PR #704, opened 2020-04-29
fixed typos in README.md

cary-ilm:

### DIFF
--- a/README.md
+++ b/README.md
@@ -96,10 +96,10 @@ correctness and verifiability, and breadth of adoption. IlmBase is not
 intended to be a comprehensive linear algebra or numerical analysis
 package.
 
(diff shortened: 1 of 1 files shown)


lgritz (approved):

lgritz:
Crazy idea: Somebody should write an extension to clang-format that spell checks all the prose text (comments, .md, and .rst files), and also understands the source well enough to not flag as misspelling any class or symbol names from the source that are mentioned in the prose. Then we could turn spelling into a CI check.

(On my mind because on OIIO I just had somebody send a patch that corrected a couple embarrassing spelling errors on my part that had propagated very widely by being in a comment block that got cut and pasted very extensively.)

PR #673, opened 2020-02-26
Allow the use of Pthreads with WIN32/64 builds under MinGW

meshula:

PR #707, opened 2020-05-01
A clean version of #673: Allow the use of Pthreads with WIN32/64

cary-ilm:
Clean up use of #if defined and #ifdef 


meshula (approved):
looks good, thanks for the clean up!

PR #708, opened 2020-05-04
Fix clean pthreads

Lord-Kamina:
As far as I can tell, these are the only things @meshula missed in his P.R.

This would finally kill #591  off.


cary-ilm (approved):
LGTM

PR #729, opened 2020-05-19
Added github actions CI, removed azure CI.

xlietz:


xlietz:
Still to do after this is committed:
- Test SonarCloud and gcov jobs, change to only run weekly.
- Windows build - currently disabled, fix Zlib_library not found error.
- MacOS build - Determine why Python tests fail on static build, currently excluded.
- Convert fuzz and valgrind jobs from Azure.
- Add Linux sanitize build recommended by Peter.
- Add ARM build?

lgritz (approved):
The test will be whether it works, but LGTM.

If you're concerned, you can always break it into two PRs -- one to turn on GHA, and then once you know it's totally working, a second one to remove the Azure parts.

PR #734, opened 2020-05-20
CI updates - valgrind & memcheck jobs, ci badges

xlietz:
(Still to do:
- fix Windows job, ZLIB_LIBRARY not found issue
- fix MacOS job, static build python tests fail
- add sanitize job
- add ARM job?
- consolidate configure/build step logic into common templates as in azure pipeline.)


cary-ilm (approved):
LGTM

PR #737, opened 2020-05-24
Removed glew fix from CI

aloysbaillet:
A very simple PR, mostly to check that my corporate CLA is working fine.

This just removes a CI fix that was only necessary for packages that need glew on the VFX-2020 image, the fix is still needed for glew dependencies but I don't think OpenEXR requires glew?


xlietz:
No OpenEXR doesn’t require glew. I was working off of OCIO’s GHA files and wasn’t sure if that was for a dependency or something else so left it, meaning to ask later.

xlietz (approved):

aloysbaillet:
Thanks @xlietz ! All good I was looking for something small to enable my CLA :-)

PR #1978, opened 2025-02-09
Bump to OpenJPH 0.21.0

palemieux:
Replace my OpenJPH feature branch with  OpenJPH 0.21.0

### DIFF
--- a/.github/workflows/ci_steps.yml
+++ b/.github/workflows/ci_steps.yml
@@ -89,7 +89,7 @@ jobs:
       - name: Install OpenJPH
         # Pre-install OpenJPH so the builds validate finding the external installation
         if: ${{ inputs.OPENEXR_FORCE_INTERNAL_OPENJPH == 'OFF' }}
-        run: share/ci/scripts/install_openjph.sh master
+        run: share/ci/scripts/install_openjph.sh 0.21.0
         shell: bash
 
       - name: Install help2man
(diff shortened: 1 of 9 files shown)


cary-ilm:
@palemieux and/or @peterhillman, any idea why the fuzzing workflow fails? It appears to be failing to link with [undefined references to openjph](https://github.com/AcademySoftwareFoundation/openexr/actions/runs/13220764291/job/36905503507?pr=1978#step:4:764) and add odd error just before: 

`/usr/bin/ld: /usr/bin/ld: DWARF error: invalid or unhandled FORM value: 0x25`

Does the fuzzer link line need to be updated?

Now that I think about, I believe this workflow was failing on the PR prior to merge, but I assumed it was because of other issues.

Also, @peterhillman, do we need to update something to get the fuzzer to run on the htj2k-beta branch? Presumably, it should.

palemieux:
The OpenJPH library might be missing from the oss-fuzz build file for OpenEXR at https://github.com/google/oss-fuzz/blob/bfa03c999c5bc5e69e28d656531a8f5705eb2730/projects/openexr/build.sh#L24 ?

Who has been handling oss-fuzz within the OpenEXR community. I can work with them to fix oss-fuzz.

cary-ilm:
We'll resolve the fuzz failure separately, unrelated to this.

PR #1979, opened 2025-02-09
avoid large allocations

kdt3rd:
If the chunk table is unable to provide the specified data window, do not allocate the frame buffer (or cache framebuffer) to that size


meshula (approved):
lgtm

PR #1980, opened 2025-02-09
fix crash if user does not provide memory when filling

kdt3rd:
for deep frame buffers, when filling, if the caller does not provide output memory for a particular sample set, do not crash.


lgritz (approved):

meshula (approved):
yup!

PR #1983, opened 2025-02-12
exrcheck: update CMakeLists.txt to install the tool

mattyjams:
While trying to diagnose a potential regression, I went looking for a validation command-line tool and came across `exrcheck`, but noticed that it does not currently get installed along with the other command-line tools (the CMake `install()` call is commented out). Spelunking through the ASWF Slack channel, it sounds like this was sort of intentional in that the tool is also oriented towards testing OpenEXR itself and not strictly a file validation tool. The question of whether `exrcheck` gets installed seems to have come up enough that it seems worth doing. See for example:
https://academysoftwarefdn.slack.com/archives/CMLRW4N73/p1707504987153709
https://academysoftwarefdn.slack.com/archives/CMLRW4N73/p1724241705200189

The change here is mostly just conforming `exrcheck`'s `CMakeLists.txt` to look like other command-line tools, in particular `exrinfo`'s.

As far as the regression, once I had `exrcheck` installed I was able to use it to find that a test file was deemed `OK` through the file API, but `bad` through the stream API (with the `-s` option), so I'll be digging into that further and possibly opening another issue or PR if I can find anything.


cary-ilm:
@peterhillman, I know  you originally developed exrcheck as an internal tool, but if it's generally useful for debugging/diagnostics, any reason not to officially distribute it?

peterhillman:
Yes, we should update to allow`exrcheck` to be installed optionally. One question is whether it should have a separate install option apart from the other utilities. Although it is one way to verify that an OpenEXR is complete and fully readable, its main use is to allow developers to test the library itself for security issues when reading files. It is therefore very unwise to read untrusted files using it. If exrcheck had a separate install option so it wasn't installed by default it could avoid some misunderstandings?

mattyjams:
Thanks for the info, @cary-ilm and @peterhillman!

I see what you mean about `exrcheck` not really being an end-user tool. I definitely found it immensely helpful though in tracking down the issue in #1984 since I actually was looking for a possible bug in OpenEXR itself, so thanks very much for that @peterhillman!

I don't know whether there are any other tools that fall into this category, but along the lines of @peterhillman's suggestion, would a new option like `OPENEXR_INSTALL_DEVELOPER_TOOLS` make sense? I'm happy to add some commits for that to this PR if that sounds like the right way to optionally expose `exrcheck`. Let me know what you think!

EDIT: removed the suggestion of an additional `...BUILD...` option, since on second thought I think this tool is used by tests and other parts of the infrastructure and needs to always build.

peterhillman:
Yes, although it's verging on overkill to introduce a new option I think it does make sense in this case. I think the CI would also have to be updated to set that option so we can verify it gets installed.

I would expect package managers would want to make the developer tools a separate package to regular tools so it is not normally installed, but still discoverable via a package search or a shell's command_not_found_handle. This change would simplify setting up that package.

mattyjams:
Thanks @peterhillman!

I took a crack at adding an `OPENEXR_INSTALL_DEVELOPER_TOOLS` option. It defaults to `OFF`, and `exrcheck` is currently the only tool in this "developer" category.

I also made an attempt at documenting the new option in `website/install.rst` and `website/tools.rst`, but feel free to suggest any wordsmith-y changes to that. :)

I did *not* turn the new option on for any CI tasks yet (I think those are configured separately, outside of the repo?), so there aren't currently any install manifests that include `exrcheck`. Let me know what the preferred way to set that up would be.

website/tools.rst
```diff
@@ -23,6 +23,14 @@ separately. To further include the tools in the OpenEXR installation
 after build (i.e. ``cmake --target install``), configure with
 ``OPENEXR_INSTALL_TOOLS=ON``. Both are on by default.
 
+In addition, some tools such as ``exrcheck`` are considered "developer"
+tools in that they are useful when developing and debugging OpenEXR
+itself. These tools may be helpful in identifying security issues,
+and as a result it is not recommended that they be used with untrusted
+input files. A separate ``OPENEXR_INSTALL_DEVELOPER_TOOLS=ON`` option
+should be enabled if installation of such tools is desired. The option
+is off by default.
```
peterhillman, line 34: is it worth mentioning that exrcheck is compiled even if the option is OFF, and can be run directly from the build/bin folder without installing it?

peterhillman (approved):
This looks good to me, though I'm not a cmake expert

website/tools.rst
mattyjams: Good idea! I tried to incorporate that into the verbiage with commit 1adf14d732d3b0ca4c552181fae9021514536372.

Thanks @peterhillman!

cary-ilm:
Thanks!

PR #1990, opened 2025-02-28
exrmetrics: fix json output, better testing

peterhillman:
The JSON output was invalid if there were multiple parts or if certain combinations of timings were requested.
test_exrmetrics tests with both a single and multipart file, and iterates over various output flags, to verify the JSON is valid in more cases.


cary-ilm (approved):
LGTM

PR #1997, opened 2025-03-10
Better deeptile parsing

kdt3rd:
This addresses a few issues when dealing with deep tiled images.

This also addresses oss-fuzz 401617052


cary-ilm (approved):
LGTM

PR #1999, opened 2025-03-11
Fix incorrectly hard-coded version numbers in install manifests

cary-ilm:
These apparently got overlooked when originally committing these install manifests, and the test didn't fail because the version numbers happen to match as is, but that won't be the case with releases going forward.


meshula (approved):
these look correctly and consistently applied

PR #1989, opened 2025-02-20
ARM CI

johnnynunez:
Issue: #1988
This pull request includes updates to the GitHub Actions workflows for building and publishing Python wheels. The changes mainly focus on adding support for different architectures and improving the naming conventions for artifacts.

Key changes include:

### Support for different architectures:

--------------------------------

WHAT IS REQUIRED:
State the number of lines holding the word "valgrind" in the listing. Add nothing else.

SOLUTION FOR THIS PROBLEM:
2